═══ AVAILABLE DATA ═══

Issue #2910, opened 2016-04-04
Getting the dreaded `Forbidden` message


hobakill:
`ruby 2.1.8p440 (2015-12-16 revision 53160) [x86_64-linux]`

═══

• _WHAT THIS TASK INVOLVES_
Restate the data above in full, keeping every word as it is.

• _RESPONSE TO THIS EXERCISE_
Issue #2910, opened 2016-04-04
Getting the dreaded `Forbidden` message


hobakill:
`ruby 2.1.8p440 (2015-12-16 revision 53160) [x86_64-linux]`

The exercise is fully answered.